Monday, January 19, 2009

You never know when you’ve reached the summit

Peanut had earned his nickname the day he stripped for his first communal shower in boarding school.
But those days were behind him. Tonight he was David Hastings Bouwer. That was his given name, which had been entered in the charge book upon his admission to the Brixton police station holding cells.
Like a fool he’d had his wallet in his jeans and his pseudonym of David Gilmore had been found out for what it was.
That’s the thing with streaking. You have to leave your clothes somewhere before embarking on the actual streak. So any authority figure – like the Campus Square Mall security guard – has to simply wait by your clothes in order to apprehend you.
And unfortunately Peanut’s security guard had gone the whole hog and called the bladdy police on him. For streaking! At 1am through a deserted shopping mall! For fuck’s sake.
Such injustice.
So now, here he was. Topless in his jeans in the Brixton holding cells, holding forth.
“Do you know who my father is? Do you have any idea who my father is? Have you heard of Willie Bouwer? He’s the dean of the University of Johannesburg. He knows everybody in the cops. Hey you! Mr policeman. What’s your name? Lemme see your badge. You! Radebe! My dad knows your boss! My dad will have you fired for this. He’s the dean of the varsity. Hey you! Come back here!”
At the time of this outburst, Peanut was 20 years old and poised – topless – at the cusp of his life.
Psychologists have confirmed that the speed at which humans perceive time passing accelerates as we age. These scientists have even been able to identify the exact rate of this acceleration. They have determined that if a person lives to be 80, according to their perception of time, 20 will be the midpoint of their life.
So, at exactly 20 years, four months and three days of age, David Hastings Bouwer, aka Peanut, aka David Gilmore, stands astride the peak of the mountain that comprises his experience on earth.
Without even knowing it, he has summited. Like a runner running a marathon without distance markers, he has passed the 21km mark without noticing.
Peanut’s interminable three years at Happy Campers play school, his endless twelve years at Melville Primary and Roosevelt Park High and this last couple of.. gee, it’s already been a year at varsity. Those years have taken him to the halfway mark of his life. If not beyond.
But of course, Peanut is comfortably oblivious to this.
Still warm from the beer, fearless from the cosy family upbringing and uninhibited from the privilege of being surrounded by friends, he shouts the odds and threatens the charge-office cops with his father’s social connections.

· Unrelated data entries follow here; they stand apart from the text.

PR #4437, opened 2019-12-11
Issue 4426: Transaction performance metrics

### LINKED ISSUE #4426: Better understanding of Transaction performance
**Problem description**
Currently, we have several metrics that indicate the latency of Transaction operations (i.e., `controller.stream.created_latency_ms`, `controller.stream.committed_latency_ms`, `controller.stream.aborted_latency_ms`). However, a Transaction operation is a complex workflow that is composed of both metadata and segment operations. To better understand the performance of transactions, we would need to have metrics of the specific parts of a transactions to help us understand what could be the bottleneck.

**Problem location**
Transaction metrics. 

Due to the complexity of Transaction operations, we could just measure the time it takes to manage the Segments against the Segment Store. If we have this metric, we can deduct it from the total Transaction time (already there) and infer the time devoted to metadata operations.

RaulGracia:
**Change log description**  
Added and refactored transaction-related metrics to understand better transaction performance.

**Purpose of the change**  
Fixes #4426.

**What the code does**  
Currently, the performance of Transactions is measured only at the `ControllerService` level. This is an insufficient approach to measure the actual performance of Transactions. This PR is aimed at improving the current metrics we export of Transactions in the following ways:
- Distinguish between `COMMITTING` and `COMMITTED` Transactions: Currently, the only notion of latency we have of a Transaction is the time it takes to get from `OPEN` to `COMMITTING` or `ABORTING` (`CREATED` is fine as it is as sync operation). These metrics can be easily understood as the time it takes for a Transaction to get committed/aborted, but this is not true. For this reason, this PR renames the metrics reported at the `ControllerService` level as `[COMMITTING|ABORTING]_TRANSACTION_LATENCY`. Now, the `ControllerService` reports the latency it takes for switching Transactions to committing/aborting states.

- Measure the actual time to commit/abort Transactions in their respective handlers: The actual processes that perform the background job of committing and aborting transactions are their respective request handlers. For this reason, the `COMMIT` and `ABORT` Transaction latency now are measured at this level.

- Separate metric for Segment management: Moreover, we have added a special kind of metrics related to the time it takes to the Controller to manage the segments against the Segment Store for a particular transaction (merge, delete, create,...). In case of low Transaction performance, this metric can tell us whether the problem is with the Segment manegament or with the metadata management of Transactions.

**How to verify it**  
We have added an integration test to check the publishing of Transactions metrics. All other tests should be passing as before. Also, we have deployed a Pravega cluster with these changes and the metrics are being reported as expected:

new-transaction-dashboard


controller/src/main/java/io/pravega/controller/metrics/TransactionMetrics.java
```diff
@@ -10,19 +10,10 @@
...
-import static io.pravega.shared.MetricsNames.ABORT_TRANSACTION_LATENCY;
-import static io.pravega.shared.MetricsNames.COMMIT_TRANSACTION;
-import static io.pravega.shared.MetricsNames.COMMIT_TRANSACTION_FAILED;
-import static io.pravega.shared.MetricsNames.COMMIT_TRANSACTION_LATENCY;
-import static io.pravega.shared.MetricsNames.CREATE_TRANSACTION;
-import static io.pravega.shared.MetricsNames.CREATE_TRANSACTION_FAILED;
-import static io.pravega.shared.MetricsNames.CREATE_TRANSACTION_LATENCY;
-import static io.pravega.shared.MetricsNames.OPEN_TRANSACTIONS;
-import static io.pravega.shared.MetricsNames.globalMetricName;
+import static io.pravega.shared.MetricsNames.*;
```
shiveshr: nit: please revert it

controller/src/main/java/io/pravega/controller/server/eventProcessor/ControllerEventProcessors.java
```diff
@@ -100,23 +101,25 @@ public ControllerEventProcessors(final String host,
                                      final ConnectionFactory connectionFactory,
                                      final StreamMetadataTasks streamMetadataTasks,
                                      final StreamTransactionMetadataTasks streamTransactionMetadataTasks,
-                                     final ScheduledExecutorService executor) {
+                                     final ScheduledExecutorService executor,
+                                     final TransactionMetrics transactionMetrics) {
```
shiveshr: Should we pass new transactionMetrics object here? Can we not do it like other metrics, where we use static provider and get specific transaction metrics?

controller/src/main/java/io/pravega/controller/server/eventProcessor/requesthandlers/CommitRequestHandler.java
```diff
@@ -106,12 +113,13 @@ public CommitRequestHandler(final StreamMetadataStore streamMetadataStore,
...
                             log.error("Exception while attempting to commit transaction on stream {}/{}", scope, stream, e);
                         }
+                        transactionMetrics.commitTransactionFailed(scope, stream);
                         future.completeExceptionally(cause);
                     } else {
                         if (r >= 0) {
                             log.info("Successfully committed transactions on epoch {} on stream {}/{}", r, scope, stream);
                         } else {
-                            log.info("No transactions found in committing state on stream {}/{}", r, scope, stream);
+                            log.info("No transactions found in committing state {} on stream {}/{}", r, scope, stream);
```
shiveshr: please replace this with
`                             log.info("No transactions found in committing state on stream {}/{}", scope, stream); `

controller/src/main/java/io/pravega/controller/server/eventProcessor/requesthandlers/CommitRequestHandler.java
```diff
@@ -180,10 +189,10 @@ public CommitRequestHandler(final StreamMetadataStore streamMetadataStore,
                                                         activeEpochRecord.getReferenceEpoch() == txnEpochRecord.getReferenceEpoch()) {
                                                     // If active epoch's reference is same as transaction epoch,
                                                     // we can commit transactions immediately
-                                                    return commitTransactions(scope, stream, new ArrayList<>(activeEpochRecord.getSegmentIds()), txnList, context)
+                                                    return commitTransactions(scope, stream, new ArrayList<>(activeEpochRecord.getSegmentIds()), txnList, context, timer)
```
shiveshr: we dont need to pass timer to all methods, esp when its only exercised at one place after the last step.
 we should instead timer.getElapsed at the end of this method itself.

RaulGracia: I see two problem with that approach:
1) Granularity of transaction latency report: If we just get the time elapsed after this method, we are not measuring the time to commit individual transactions, but the whole batch. In the PR, we execute a `timer.getElapsed()` for each transaction, which looks more precise to me.
2) Completeness: I realized that the `rollTransactions()` method also invokes internally `commitTransactions()` (within `copyTxnEpochSegmentsAndCommitTxns()`). This means that we also need to cover this path to report all the transaction commit latency, otherwise we would be missing some transactions.

controller/src/main/java/io/pravega/controller/server/eventProcessor/requesthandlers/CommitRequestHandler.java
RaulGracia: Fixed.

controller/src/main/java/io/pravega/controller/metrics/TransactionMetrics.java
RaulGracia: Done.

controller/src/main/java/io/pravega/controller/server/eventProcessor/ControllerEventProcessors.java
RaulGracia: I see two options:
1) We pass the metrics object as currently done, so we need to modify the constructor of all classes using it.
2) We make `TransactionMetrics` (and maybe `StreamMetrics` too) singleton objects, so we only need to invoke something like `TransactionMetrics.getInstance().xxxx()` from the places where we want to report metrics. This would not require to change the constructors for that class.

Please, let me know your opinion on that.

shiveshr: My preference would be to use state/singleton objects. So let us focus on `2` and see if it is a viable solution. 
Having static/singleton objects exposed via static getters, they can be accessed from anywhere without having to pass these objects in constructors. 
However, do remember that controller modules can be reinitialized (in case of zk session expiration, all modules restart internally).
We need to assess if singleton metrics objects could have any detrimental effect in any way. Let me elaborate - if there was any state (any metrics) in the previous iteration of metrics object, do we need to reset such states during restarts of other modules that use this metrics object?

If not, we can use singleton objects without any worry.  
However, if we need to instantiate new metrics object each time we restart, then we could have these metrics initialized in ControllerServiceStarter and reinitialized upon each restart which refreshes their state or creates a new object altogether perhaps.

controller/src/main/java/io/pravega/controller/metrics/StreamMetrics.java
```diff
@@ -222,5 +239,6 @@ public void close() {
         sealStreamLatency.close();
         updateStreamLatency.close();
         truncateStreamLatency.close();
+        INSTANCE.set(null);
```
shiveshr: you are modifying a static variable in the close of an object reference. This may not be a good idea generally speaking. You will end up setting this static variable across close from multiple objects.

controller/src/main/java/io/pravega/controller/metrics/TransactionMetrics.java
```diff
@@ -31,9 +38,34 @@
...
+        commitTransactionLatency = STATS_LOGGER.createStats(COMMIT_TRANSACTION_LATENCY);
+        commitTransactionSegmentsLatency = STATS_LOGGER.createStats(COMMIT_TRANSACTION_SEGMENTS_LATENCY);
+        committingTransactionLatency = STATS_LOGGER.createStats(COMMITTING_TRANSACTION_LATENCY);
+        abortTransactionLatency = STATS_LOGGER.createStats(ABORT_TRANSACTION_LATENCY);
+        abortTransactionSegmentsLatency = STATS_LOGGER.createStats(ABORT_TRANSACTION_SEGMENTS_LATENCY);
+        abortingTransactionLatency = STATS_LOGGER.createStats(ABORTING_TRANSACTION_LATENCY);
+    }
+
+    public static synchronized TransactionMetrics getInstance() {
+        if (INSTANCE.get() == null) {
```
shiveshr: same as above

controller/src/main/java/io/pravega/controller/metrics/TransactionMetrics.java
```diff
@@ -128,7 +215,13 @@ public static void reportOpenTransactions(String scope, String streamName, int o
...
     public void close() {
         createTransactionLatency.close();
+        createTransactionSegmentsLatency.close();
         commitTransactionLatency.close();
+        commitTransactionSegmentsLatency.close();
+        committingTransactionLatency.close();
         abortTransactionLatency.close();
+        abortTransactionSegmentsLatency.close();
+        abortingTransactionLatency.close();
+        INSTANCE.set(null);
```
shiveshr: same as above

controller/src/main/java/io/pravega/controller/metrics/StreamMetrics.java
shiveshr: Basically dont make this class Closable/AutoClosable. 
Dont let its users call close on it. 
They should call a new `static synchronized reset` method explicitly which takes the existing object and calls a private close on it. 
This will ensure there exists at maximum a single open object and there is never a closed object that getInstance method would return.

controller/src/main/java/io/pravega/controller/metrics/TransactionMetrics.java
```diff
@@ -29,11 +36,36 @@
...
+        commitTransactionLatency = STATS_LOGGER.createStats(COMMIT_TRANSACTION_LATENCY);
+        commitTransactionSegmentsLatency = STATS_LOGGER.createStats(COMMIT_TRANSACTION_SEGMENTS_LATENCY);
+        committingTransactionLatency = STATS_LOGGER.createStats(COMMITTING_TRANSACTION_LATENCY);
+        abortTransactionLatency = STATS_LOGGER.createStats(ABORT_TRANSACTION_LATENCY);
+        abortTransactionSegmentsLatency = STATS_LOGGER.createStats(ABORT_TRANSACTION_SEGMENTS_LATENCY);
+        abortingTransactionLatency = STATS_LOGGER.createStats(ABORTING_TRANSACTION_LATENCY);
+    }
+
+    public static synchronized TransactionMetrics getInstance() {
+        if (INSTANCE.get() == null) {
```
shrids: A `getInstance()` call post `reset()` will create a new instance of TransactionMetrics. This can be avoided.
(Using AutoCloseable interface is also desirable).

controller/src/main/java/io/pravega/controller/metrics/StreamMetrics.java
```diff
@@ -38,13 +39,30 @@
 /**
  * Class to encapsulate the logic to report Controller service metrics for Streams.
  */
-public final class StreamMetrics extends AbstractControllerMetrics implements AutoCloseable {
+public final class StreamMetrics extends AbstractControllerMetrics {
+
+    private static final AtomicReference<StreamMetrics> INSTANCE = new AtomicReference<>();
```
shiveshr: minor nit: since instance is protected by lock (synchronized methods), we can make it non final and remove atomic reference which is basically double locking.

controller/src/main/java/io/pravega/controller/metrics/TransactionMetrics.java
shiveshr: the intent of reset is to destroy the previous instantiation. 

Also, auto closable will be on the object. Which would mean the object could be closed and getInstance could return a closed object. Which should not be allowed. 
The close method on the object should be effectively private (logically it is similar to what @RaulGracia has done now).

controller/src/main/java/io/pravega/controller/server/ControllerService.java
```diff
@@ -328,10 +312,10 @@ private SegmentRange convert(final String scope,
                     return new ImmutablePair<>(data.getId(), getSegmentRanges(segments, scope, stream));
                 }).handle((result, ex) -> {
                     if (ex != null) {
-                        transactionMetrics.createTransactionFailed(scope, stream);
+                        TransactionMetrics.getInstance().createTransactionFailed(scope, stream);
```
shiveshr: do we need to call getInstance each time? Can we call it once and store it in a field in this object and use it for the lifecycle of this object?

shiveshr: Calling getInstance which is synchronized from so many place, and from potentially multiple threads for different workflows, will result in lot of lock contention and waits which could be detrimental for performance. 
In the constructor we can call it once and set it in a local field and use it throughout this class.

controller/src/main/java/io/pravega/controller/server/ControllerServiceStarter.java
```diff
@@ -186,6 +184,10 @@ protected void startUp() {
             log.info("Creating the checkpoint store");
             checkpointStore = CheckpointStoreFactory.create(storeClient);
 
+            // Initialize Stream and Transaction metrics.
```
shiveshr: why do we need to do this initialization? 
Upon its first usage, it would get initialized once and reused everywhere.

shiveshr: Although i think its better for the readability of the code.

controller/src/main/java/io/pravega/controller/metrics/StreamMetrics.java
RaulGracia: I observed that our code checks specifically forbid to create non-final static variables for safety. That's the reason to create an `AtomicReference` there.

controller/src/main/java/io/pravega/controller/server/ControllerServiceStarter.java
RaulGracia: Yes, to make the initialization explicit I invoked it there.

controller/src/main/java/io/pravega/controller/server/ControllerService.java
RaulGracia: As far as I know, this is how the traditional singleton pattern defines to get the instance. However, if you want, I could "embed" the `getInstance()` call on each method of `TransactionMetrics` and `StreamMetrics`, so from the usage perspective, it would be virtually like calling a static method (i.e., no need to explicitly call `getInstance()`). Is that better? I think that what we want to avoid is to add extra fields to classes just to report these metrics, so created a reference field on each class would be kind of against the change, right?

controller/src/main/java/io/pravega/controller/metrics/StreamMetrics.java
RaulGracia: Done.

controller/src/main/java/io/pravega/controller/metrics/TransactionMetrics.java
shrids: ok.
I assumed `reset()` is invoked when we are planning to close the instance of TransactionMetrics i.e. after reset() is invoked we would not want to invoke `getInstance()`. I was thinking more on the lines where calling `getInstance()` post the close would throw an `ObjectClosedException`.

kevinhan88:
First of all, this PR is doing two separate things: 
1. add more metrics; 
2. refactor StreamMetrics and TransactionMetrics using Singleton pattern.
I'd suggest next time we address separate concern with separate tickets, in particular the Singleton refactoring is a significant one.

Secondly, I have a few concerns regarding the singleton refactoring.
1. Don't see the need. Even in the worst case there are multiple StreamMetrics or TransactionMetrics objects got created (from existing code I didn't see the case though), it has no harm at all - because the metrics are "step" based, having more objects is like having more steps. It doesn't change functionality.
2. Then what we gain with the overhead of the singleton? Note for every metrics call, it must go through the chain of "getInstance()..."
3. Even more importantly, AutoCloseable is guaranteed by language, while the newly introduced "initialize"/"reset" mechanism is not. There is a risk of memory leaking if the method is not called.

RaulGracia:
@kevinhan88 let me address your comments:
1) The fact of also refactoring `StreamMetrics` in this PR is because is a class doing exactly the same and in the same way as `TransactionsMetrics`, so we considered fine to refactor it as well.
2) The Singleton-like refactor of these clases is not because of generating more or less object, is because i) we need a single instance of `StreamMetrics` and `TransactionsMetrics` to prevent opening multiple `OpStatsLogger` with the same name, which are conflicting among them, ii) these clases are used from multiple classes. The way we were doing this was passing an object to each class using `StreamMetrics` and/or `TransactionsMetrics` via a constructor, but this ends up impacting the signature of many constructors, which in turn also impacts testing code and is annoying. 

The approach taken here achieves addresses these points: makes `StreamMetrics` and `TransactionsMetrics` easier to use without impacting the classes where they are used. Also, the lifecycle of the single instances of these clases are managed in a single point (`ControllerServiceStarter`).

controller/src/main/java/io/pravega/controller/server/ControllerService.java
shiveshr: The concern is everytime you call getInstance you contest for lock. 

Instead, you can call getInstance once when an object of this class was created  -- e.g. ControllerServiceStarter's constructor and keep that reference in a field in ControllerServiceStarter.

So any subsequent call in ControllerServiceStarter for metrics will use the referenced object instead of calling getInstance again.

RaulGracia:
@shiveshr verified that current code works in a cluster and metrics are correctly reported even after controller restarts.

PR #4439, opened 2019-12-11
Issue 4204: (SegmentStore) Fixed excessive cache eviction bug

### LINKED ISSUE #4204: Fix excessive cache entry eviction bug
**Problem description**
The CacheManager updates its Oldest/Newest Generations based on input it receives from its registered cache clients. However it has no way of telling if these clients report correct or incorrect data so it is important that all registered clients provide accurate information to the Cache Manager so that it may make the right decision.

It turns out that while `StreamSegmentReadIndex` works correctly, `SegmentAttributeBTreeIndex` and `ContainerKeyCache`/`SegmentKeyCache` report incorrect Old/New Gen information if their respective caches are empty. Instead of reporting `Integer.MAX_VALUE` in that case, they report `0`, which is a valid value. This causes the `CacheManager` to become paranoid about evicting items, essentially cornering it into a situation where it evicts data as soon as that data becomes eligible for eviction, thus rendering the cache mostly useless.

**Problem location**
CacheManager, ContainerKeyCache/SegmentKeyCache, SegmentAttributeBTreeIndex.

Centralize computation of these values (they are all copy-pasted, which is why this bug propagated so easily) and fix it so that it reports values that make sense to the Cache Manager.

andreipaduroiu:
**Change log description**  
- Fixed a bug in `CacheManager` where it could excessively evict items from the cache as soon as they become eligible even if there was no cache pressure present.

**Purpose of the change**  
Fixes #4204.

**What the code does**  
- Unified the reporting logic of all Cache Clients (`StreamSegmentReadIndex`, `SegmentAttributeBTreeIndex` and `SegmentKeyCache`) into a common method that is now subject to unit tests.
- Updated the `Cache Manager` to
    - Better handle inconsistent input from its clients
        - This is slightly redundant with the unification logic above, but it provides a failsafe in case we add new types of clients in the future which may exhibit this bug.
    - Be more active in case the cache utilization exceeds configured thresholds.
        - Previously, the cache would not necessarily increment the `Current Generation` if there was no activity in the cache. Doing so when there is pressure creates more granularity in the cache generations, making eviction easier (evicting fewer items more times instead of a lot of items fewer times).
    - Better report empty caches in the logs

**How to verify it**  
All tests must pass.

### DIFF
--- a/segmentstore/server/src/main/java/io/pravega/segmentstore/server/tables/SegmentKeyCache.java
+++ b/segmentstore/server/src/main/java/io/pravega/segmentstore/server/tables/SegmentKeyCache.java
@@ -21,6 +21,7 @@ import java.util.ArrayList;
 import java.util.HashMap;
 import java.util.List;
 import java.util.Map;
+import java.util.Objects;
 import java.util.UUID;
 import java.util.stream.Collectors;
 import javax.annotation.concurrent.GuardedBy;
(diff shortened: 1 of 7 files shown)


segmentstore/server/src/main/java/io/pravega/segmentstore/server/tables/SegmentKeyCache.java
```diff
@@ -471,7 +463,8 @@ synchronized boolean evict() {
             return false;
         }
 
-        private synchronized byte[] getFromCache() {
+        @GuardedBy("this")
+        private byte[] getFromCache() {
```
tkaitchuck: This is invoked here: https://github.com/pravega/pravega/blob/344180501362fa0f12c1bd98f6e35dd583f26172/segmentstore/server/src/main/java/io/pravega/segmentstore/server/tables/SegmentKeyCache.java#L391
which is not holding the `this` lock. (If that method is supposed to be guarded by `this` (I can't tell if it is supposed to be) it should be private, annotated, and the other use of the lock inside the method should be removed)

andreipaduroiu: This was a merge mistake on my end. Fixed now.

But his father will not get him out of this one. There are limits to even his well-connectedness. So Peanut’s wild, angry night will become a cold uncomfortable weekend. He will notice he is no longer surrounded by friends.
He will appear broken, hungry and pale in court on Monday morning, where he will sit in magistrates court alongside the poor, the unlucky, the devious and the lazy and wait for his case to be remanded.
Friday night will be his last streaking episode. Peanut will meet Megan, his first serious girlfriend, at the post-exam student night at the Roxy. They will be living together in a digs in 7th Avenue by the beginning of next year.
She will be pregnant in a year’s time.
Their daughter will be named Mackenzie.
They will not marry, but Peanut will start calling himself David and take a job as an insurance broker to support his family. Peanut and Megan will part ways in early 2008. He will marry for the first time at the age of 32 and have another two children. A lawyer and a musician.
Megan will stay with her mom and she will later work in sales at a TV station.
David will take up marathon running at the age of 46. To get away from the wife and kids.
He will finish 11 Comrades, eight Two Oceans, three Sunrise Monsters and one Om Die Dam before suffering a heart attack on the road outside Hartbeespoort aged 60.
He will collapse just inside the yellow line, clutching his chest and he will stare up at the blue highveld sky and think to himself, “Time goes by so fast.”